Benar sekali, masyarakat kita adalah masyarakat yang mudah terbakar pesan viral di media sosial. Apalagi konten yang disebarkan bernuansa emosional menggugah perasaan. Di media sosial polisi tidur di atas kardus saja bisa menjadi atensi dan perbincangan nitizen. Cerita mistik yang dikomodifikasi merupakan jualan laku di media sosial.
Siapa yang tidak tergugah semisal menemukan narasi: Si A jauh dari pribadi Sangar, ia sangat bersahaja, rajin ibadah dan sering membantu masyarakat. Sungguh kematiannya sangat memilukan dan jelas kesyahidannya dengan wajah tersenyum dan mengeluarkan berkeringat. Subhanallah!. Ada serangan opini yang ingin ditusukkan menembus perasaan pembaca. Apalagi ditegaskan dengan akhiran seolah pembenaran relijius, Subhananallah. Saya menjadi ingat pesan Bapak Haedar bahwa pribadi muslim yang rasional dan hanif tidak akan mudah terpedaya dengan jualan murahan seperti itu.
Konten-konten seperti ini akan laku di media sosial. Itulah penyakit media sosial di tengah masyarakat yang selalu terpancing konten emosional, banyak menyebarkan sedikit verifikasi, dan banyak memprovokasi, sedikit mengedukasi. Tidak mengherankan jika media sosial dengan jutaan penghuni lintas generasi merupakan ladang subur bagi penyebaran propaganda, hasutan, kebencian dan provokasi kelompok radikal.

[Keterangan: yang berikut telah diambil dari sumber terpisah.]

Issue #962, opened 2023-01-27
Messages on the message tab (`/messages`) should be filtered by language


andreaskoepf:
Currently the messages show in on the message tab (`/messages`) are not filtered by the currently active language. I think it would be helpful to add this filtering because this view allows quick and simple message feedback (e.g. emojis & reporting). When many messages are shown in foreign languages which the current user does not understand we lose potential message-review capacity...

The queries for the messages should send the lang-tag of the currently active language as query param to the backend. When the user switches the language (via language selector drop down) the message result lists should be refreshed.

jebbbbb:
Hey, I'm a research engineer currently working on a mix of ml research and software engineering with a focus on language modelling. I'd like to get involved and take this issue if it's still free?

fozziethebeat:
Hi @jebbbbb have you worked with NextAuth localization?  I'm happy to let you take a look at this if you want although I setup this part and I _think_ I know the quick fix to it.

jebbbbb:
Hey @fozziethebeat, no I haven't used it before. In that case it probably makes more sense for you to take it. I also noticed #990 is still open and think I've already got an idea how I would solve it, could you assign me to that one?

jackapbutler:
Hey @fozziethebeat, I've changed GitHub accounts to my personal username. No, I haven't worked with NextAuth localization before. In that case it probably makes more sense for you to take it. I'd be happy to take up another ticket like #990 if you could assign me to it?

fozziethebeat:
I'll get to this shortly

fozziethebeat:
@andreaskoepf to make this work, method `query_messages_ordered_by_created_date` in `prompt_repository.py` has to be updated.  The lang filtering has to happen before ordering (I just tested locally and it currently fails when you fetch recent messages with the lang field set).

I tried to make this in my local PR but for some reason the `check python ast` pre-commit is flagging this file because it uses match (which I guess isn't supported in CPython 3.9.13 that's being run).

Can you fix the backend side? I have a web side fix that'll request it in the user's language for the short term.

PR #1292, opened 2023-02-07
When loading recent messages, filter by the user's stored language.

fozziethebeat:
A simple short term fix.  Applies to #962.  To fully fix a small backend change is needed.

### DIFF
--- a/website/src/lib/oasst_api_client.ts
+++ b/website/src/lib/oasst_api_client.ts
@@ -313,8 +313,8 @@ export class OasstApiClient {
     return this.get<Message[]>(`/api/v1/messages?${params}`);
   }
 
-  fetch_recent_messages() {
-    return this.get<Message[]>(`/api/v1/messages`);
+  fetch_recent_messages(lang: string) {
+    return this.get<Message[]>(`/api/v1/messages?lang=${lang}`);
   }
 
   fetch_message_children(messageId: string) {
--- a/website/src/lib/oasst_api_client.ts
+++ b/website/src/lib/oasst_api_client.ts
@@ -314,7 +314,7 @@ export class OasstApiClient {
   }
 
   fetch_recent_messages(lang: string) {
-    return this.get<Message[]>(`/api/v1/messages?lang=${lang}`);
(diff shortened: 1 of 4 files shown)


rjmacarthy (approved):

website/src/lib/oasst_api_client.ts
```diff
@@ -313,8 +313,8 @@ export class OasstApiClient {
     return this.get<Message[]>(`/api/v1/messages?${params}`);
   }
 
-  fetch_recent_messages() {
-    return this.get<Message[]>(`/api/v1/messages`);
+  fetch_recent_messages(lang: string) {
+    return this.get<Message[]>(`/api/v1/messages?lang=${lang}`);
```
notmd, line 317: you can pass an object as a 2nd param of the get method here
```suggestion
    return this.get<Message[]>(`/api/v1/messages`, { lang });
```

AbdBarho:
Would it make sense to update the text in the UI to reflect this?

website/src/lib/oasst_api_client.ts
fozziethebeat: Done!

fozziethebeat:
> Would it make sense to update the text in the UI to reflect this?

Done!

AbdBarho (approved):

website/src/pages/messages/index.tsx
```diff
@@ -24,7 +27,9 @@ const MessagesDashboard = () => {
       <SimpleGrid columns={[1, 1, 1, 1, 1, 2]} gap={4}>
         <Box>
           <Text className="text-2xl font-bold" pb="4">
-            {t("recent_messages")}
+            {t("recent_messages", {
+              language: new Intl.DisplayNames([currentLanguage], { type: "language" }).of(currentLanguage),
```
rjmacarthy, line 31: Maybe it would be a good idea to extract this to a helper method since we use it now in more than one place?

fozziethebeat: Yes, that would make sense.  I'll try to do that in a follow up PR, not this one.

Barangkali kita harus segera menyatakan: jangan sekali-kali kamu mengira teroris yang gugur akan mematikan terorisme. Sesungguhnya Terorisme akan terus tumbuh jika paham dan ideologi kekerasan dan ekstrim masih tumbuh di tengah masyarakat. Sikap resistensi masyarakat terhadap berbagai ideologi kekerasan dan tidak mudah terhasut dengan propaganda dan provokasi di media sosial akan menentukan keberhasilan mencegah dan mematikan terorisme.
Rumus penting dalam menangkap konten media sosial: ke depankan akal sehat dan pemikiran yang terbuka. Periksa kebenarannya sebelum menyebarkan. Renungkan kemanfaatan konten sebelum disebarkan. Konten yang benar belum tentu mempunyai nilai manfaat untuk disebarkan. Waspadalah berbagai tipu daya, narasi fiktif-mistik dan propaganda di media sosial.